◆ Brief:
Output exactly, with nothing added, the entries from the first line through the line with "Ah, found it.".

◆ Exercise data:

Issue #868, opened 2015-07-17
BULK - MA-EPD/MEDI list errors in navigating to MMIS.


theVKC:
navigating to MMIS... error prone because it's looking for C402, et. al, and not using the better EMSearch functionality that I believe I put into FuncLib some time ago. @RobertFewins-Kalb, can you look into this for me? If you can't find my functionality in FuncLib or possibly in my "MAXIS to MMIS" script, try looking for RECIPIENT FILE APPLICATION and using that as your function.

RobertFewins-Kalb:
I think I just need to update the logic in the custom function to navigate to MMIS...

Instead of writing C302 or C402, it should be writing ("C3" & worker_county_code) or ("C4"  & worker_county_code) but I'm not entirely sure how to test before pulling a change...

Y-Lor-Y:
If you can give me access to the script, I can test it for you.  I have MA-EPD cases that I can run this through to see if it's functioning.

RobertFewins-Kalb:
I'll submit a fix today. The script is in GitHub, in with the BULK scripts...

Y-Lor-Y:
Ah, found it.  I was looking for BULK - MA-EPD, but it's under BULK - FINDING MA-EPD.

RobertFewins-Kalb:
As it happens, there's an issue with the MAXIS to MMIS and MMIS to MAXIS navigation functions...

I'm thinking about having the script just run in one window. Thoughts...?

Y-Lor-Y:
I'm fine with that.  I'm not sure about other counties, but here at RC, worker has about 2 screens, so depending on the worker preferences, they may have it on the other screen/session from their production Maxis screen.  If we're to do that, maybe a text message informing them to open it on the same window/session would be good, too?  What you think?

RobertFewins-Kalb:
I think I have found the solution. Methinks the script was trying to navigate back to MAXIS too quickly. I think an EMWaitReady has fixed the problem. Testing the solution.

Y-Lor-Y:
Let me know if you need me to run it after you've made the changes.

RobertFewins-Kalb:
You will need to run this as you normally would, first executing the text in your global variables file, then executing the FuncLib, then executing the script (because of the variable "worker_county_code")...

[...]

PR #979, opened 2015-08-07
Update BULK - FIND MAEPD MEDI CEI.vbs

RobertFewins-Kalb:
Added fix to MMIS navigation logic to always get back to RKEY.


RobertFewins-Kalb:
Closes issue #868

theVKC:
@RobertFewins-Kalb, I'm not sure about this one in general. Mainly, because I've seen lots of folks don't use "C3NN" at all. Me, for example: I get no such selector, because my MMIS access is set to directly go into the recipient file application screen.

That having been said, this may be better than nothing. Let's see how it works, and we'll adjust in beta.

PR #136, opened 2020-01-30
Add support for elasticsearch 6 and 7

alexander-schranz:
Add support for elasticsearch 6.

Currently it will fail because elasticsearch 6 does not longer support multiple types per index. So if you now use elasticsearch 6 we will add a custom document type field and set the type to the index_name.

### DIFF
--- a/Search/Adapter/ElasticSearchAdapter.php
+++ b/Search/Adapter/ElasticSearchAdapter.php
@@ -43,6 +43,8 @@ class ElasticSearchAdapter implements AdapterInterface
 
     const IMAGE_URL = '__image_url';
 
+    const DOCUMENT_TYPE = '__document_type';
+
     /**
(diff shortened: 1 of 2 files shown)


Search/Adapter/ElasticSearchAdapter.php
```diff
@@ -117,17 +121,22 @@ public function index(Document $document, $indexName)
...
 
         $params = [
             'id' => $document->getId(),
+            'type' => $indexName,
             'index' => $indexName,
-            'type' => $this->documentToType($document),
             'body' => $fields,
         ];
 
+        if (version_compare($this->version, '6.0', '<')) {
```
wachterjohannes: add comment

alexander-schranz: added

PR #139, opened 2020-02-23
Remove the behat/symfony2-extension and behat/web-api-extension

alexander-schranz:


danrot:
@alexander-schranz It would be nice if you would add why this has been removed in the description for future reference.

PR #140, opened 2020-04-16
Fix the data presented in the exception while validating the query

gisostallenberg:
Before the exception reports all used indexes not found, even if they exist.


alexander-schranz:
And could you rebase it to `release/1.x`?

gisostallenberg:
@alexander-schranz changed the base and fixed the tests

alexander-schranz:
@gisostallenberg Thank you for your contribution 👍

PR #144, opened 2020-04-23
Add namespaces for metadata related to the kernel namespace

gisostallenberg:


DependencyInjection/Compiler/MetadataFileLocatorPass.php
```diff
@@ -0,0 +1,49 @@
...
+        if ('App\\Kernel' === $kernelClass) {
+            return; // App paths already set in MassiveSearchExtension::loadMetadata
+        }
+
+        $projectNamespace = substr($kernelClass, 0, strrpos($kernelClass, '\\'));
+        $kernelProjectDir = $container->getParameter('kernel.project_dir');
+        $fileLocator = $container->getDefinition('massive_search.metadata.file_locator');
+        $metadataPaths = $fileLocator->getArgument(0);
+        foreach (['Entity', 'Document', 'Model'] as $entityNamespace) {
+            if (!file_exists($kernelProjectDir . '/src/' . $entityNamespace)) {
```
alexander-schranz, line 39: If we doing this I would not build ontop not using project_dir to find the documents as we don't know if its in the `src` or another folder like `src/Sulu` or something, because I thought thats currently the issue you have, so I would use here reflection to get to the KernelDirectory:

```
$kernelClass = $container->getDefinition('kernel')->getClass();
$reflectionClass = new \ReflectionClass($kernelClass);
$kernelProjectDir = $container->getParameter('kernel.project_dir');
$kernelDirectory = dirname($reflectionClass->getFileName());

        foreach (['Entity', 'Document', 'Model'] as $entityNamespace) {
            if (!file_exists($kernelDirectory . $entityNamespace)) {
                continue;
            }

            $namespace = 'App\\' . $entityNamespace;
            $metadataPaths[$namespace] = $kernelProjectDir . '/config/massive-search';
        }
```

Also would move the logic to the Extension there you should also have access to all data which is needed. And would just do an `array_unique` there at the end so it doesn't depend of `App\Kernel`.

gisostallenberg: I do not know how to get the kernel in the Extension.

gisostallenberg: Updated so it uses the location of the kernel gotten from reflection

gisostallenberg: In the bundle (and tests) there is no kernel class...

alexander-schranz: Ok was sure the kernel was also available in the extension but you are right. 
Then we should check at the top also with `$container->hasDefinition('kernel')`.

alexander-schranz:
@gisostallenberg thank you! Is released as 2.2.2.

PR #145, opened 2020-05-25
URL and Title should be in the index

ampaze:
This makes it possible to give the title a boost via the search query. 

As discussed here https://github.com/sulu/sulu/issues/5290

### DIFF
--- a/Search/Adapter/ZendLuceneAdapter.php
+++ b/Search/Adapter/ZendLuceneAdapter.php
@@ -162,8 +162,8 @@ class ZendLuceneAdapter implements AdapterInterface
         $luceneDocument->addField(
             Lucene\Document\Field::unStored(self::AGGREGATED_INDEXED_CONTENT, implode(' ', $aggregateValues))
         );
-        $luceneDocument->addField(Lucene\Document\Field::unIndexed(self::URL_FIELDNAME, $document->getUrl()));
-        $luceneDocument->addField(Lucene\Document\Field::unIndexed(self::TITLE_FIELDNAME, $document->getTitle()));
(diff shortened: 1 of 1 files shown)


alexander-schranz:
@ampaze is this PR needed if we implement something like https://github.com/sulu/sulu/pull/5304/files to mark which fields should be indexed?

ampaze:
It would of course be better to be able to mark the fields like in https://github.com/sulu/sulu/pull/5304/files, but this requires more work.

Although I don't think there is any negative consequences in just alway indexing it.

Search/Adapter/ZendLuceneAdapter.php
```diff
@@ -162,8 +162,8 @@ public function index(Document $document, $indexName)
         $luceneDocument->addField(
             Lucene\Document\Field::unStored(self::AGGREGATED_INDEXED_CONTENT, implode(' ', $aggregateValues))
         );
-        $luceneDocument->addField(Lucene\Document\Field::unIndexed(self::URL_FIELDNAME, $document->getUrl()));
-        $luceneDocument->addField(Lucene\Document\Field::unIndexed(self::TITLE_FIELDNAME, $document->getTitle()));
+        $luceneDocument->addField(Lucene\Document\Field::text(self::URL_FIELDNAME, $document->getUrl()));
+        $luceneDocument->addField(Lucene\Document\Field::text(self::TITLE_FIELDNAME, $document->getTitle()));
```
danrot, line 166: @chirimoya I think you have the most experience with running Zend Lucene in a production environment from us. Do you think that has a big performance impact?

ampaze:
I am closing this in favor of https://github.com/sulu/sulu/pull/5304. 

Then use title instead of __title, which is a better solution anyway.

◆ Your response:
Issue #868, opened 2015-07-17
BULK - MA-EPD/MEDI list errors in navigating to MMIS.


theVKC:
navigating to MMIS... error prone because it's looking for C402, et. al, and not using the better EMSearch functionality that I believe I put into FuncLib some time ago. @RobertFewins-Kalb, can you look into this for me? If you can't find my functionality in FuncLib or possibly in my "MAXIS to MMIS" script, try looking for RECIPIENT FILE APPLICATION and using that as your function.

RobertFewins-Kalb:
I think I just need to update the logic in the custom function to navigate to MMIS...

Instead of writing C302 or C402, it should be writing ("C3" & worker_county_code) or ("C4"  & worker_county_code) but I'm not entirely sure how to test before pulling a change...

Y-Lor-Y:
If you can give me access to the script, I can test it for you.  I have MA-EPD cases that I can run this through to see if it's functioning.

RobertFewins-Kalb:
I'll submit a fix today. The script is in GitHub, in with the BULK scripts...

Y-Lor-Y:
Ah, found it.  I was looking for BULK - MA-EPD, but it's under BULK - FINDING MA-EPD.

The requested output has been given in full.